Scan the data for "user" and copy the lines it appears in.
*** Data extracts ***
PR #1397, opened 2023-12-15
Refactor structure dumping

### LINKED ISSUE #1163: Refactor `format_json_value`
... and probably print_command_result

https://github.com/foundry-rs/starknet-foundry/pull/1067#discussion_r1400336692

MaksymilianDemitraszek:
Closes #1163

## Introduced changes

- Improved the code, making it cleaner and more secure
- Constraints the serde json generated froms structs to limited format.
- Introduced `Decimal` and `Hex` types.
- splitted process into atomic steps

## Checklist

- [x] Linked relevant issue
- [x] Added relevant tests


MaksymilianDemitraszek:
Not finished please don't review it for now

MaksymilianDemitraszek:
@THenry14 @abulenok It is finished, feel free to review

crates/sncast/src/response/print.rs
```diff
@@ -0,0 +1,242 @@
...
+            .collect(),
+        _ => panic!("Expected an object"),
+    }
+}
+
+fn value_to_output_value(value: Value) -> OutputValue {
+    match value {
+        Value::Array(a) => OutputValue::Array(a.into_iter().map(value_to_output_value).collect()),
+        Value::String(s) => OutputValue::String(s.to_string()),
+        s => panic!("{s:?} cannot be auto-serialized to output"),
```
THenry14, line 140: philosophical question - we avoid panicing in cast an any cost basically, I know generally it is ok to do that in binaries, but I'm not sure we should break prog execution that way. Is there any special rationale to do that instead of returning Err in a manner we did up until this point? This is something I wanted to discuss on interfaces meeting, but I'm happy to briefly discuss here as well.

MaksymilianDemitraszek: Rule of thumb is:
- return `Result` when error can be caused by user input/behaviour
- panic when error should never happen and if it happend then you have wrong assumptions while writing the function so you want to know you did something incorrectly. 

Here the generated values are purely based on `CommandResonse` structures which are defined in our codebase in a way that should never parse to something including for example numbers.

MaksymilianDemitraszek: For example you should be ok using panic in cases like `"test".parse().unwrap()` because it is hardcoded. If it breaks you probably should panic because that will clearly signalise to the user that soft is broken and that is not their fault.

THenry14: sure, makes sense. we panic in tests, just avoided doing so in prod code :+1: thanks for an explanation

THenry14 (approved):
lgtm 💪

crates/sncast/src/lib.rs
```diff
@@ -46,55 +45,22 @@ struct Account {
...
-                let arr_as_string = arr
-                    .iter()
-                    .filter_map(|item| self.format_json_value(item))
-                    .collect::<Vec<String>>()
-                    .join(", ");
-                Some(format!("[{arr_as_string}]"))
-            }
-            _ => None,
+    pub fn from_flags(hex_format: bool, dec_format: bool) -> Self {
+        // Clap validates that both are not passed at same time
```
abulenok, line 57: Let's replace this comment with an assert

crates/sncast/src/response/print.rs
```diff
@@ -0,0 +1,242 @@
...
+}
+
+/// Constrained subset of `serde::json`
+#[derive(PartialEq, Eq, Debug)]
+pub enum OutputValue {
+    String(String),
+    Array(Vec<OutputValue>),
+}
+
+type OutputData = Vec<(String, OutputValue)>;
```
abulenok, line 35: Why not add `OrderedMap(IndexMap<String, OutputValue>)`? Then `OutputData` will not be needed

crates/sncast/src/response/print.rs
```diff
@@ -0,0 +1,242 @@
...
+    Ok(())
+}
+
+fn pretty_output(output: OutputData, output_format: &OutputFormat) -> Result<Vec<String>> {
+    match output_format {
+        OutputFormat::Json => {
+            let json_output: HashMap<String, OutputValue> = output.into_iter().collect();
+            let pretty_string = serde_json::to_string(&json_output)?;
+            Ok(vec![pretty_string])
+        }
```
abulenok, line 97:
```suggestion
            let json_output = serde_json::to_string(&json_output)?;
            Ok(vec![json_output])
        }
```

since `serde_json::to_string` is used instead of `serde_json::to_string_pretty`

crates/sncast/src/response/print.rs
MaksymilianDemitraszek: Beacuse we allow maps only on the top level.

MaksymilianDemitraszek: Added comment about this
*** End of Data extracts ***
* **Written response**:
- return `Result` when error can be caused by user input/behaviour
MaksymilianDemitraszek: For example you should be ok using panic in cases like `"test".parse().unwrap()` because it is hardcoded. If it breaks you probably should panic because that will clearly signalise to the user that soft is broken and that is not their fault.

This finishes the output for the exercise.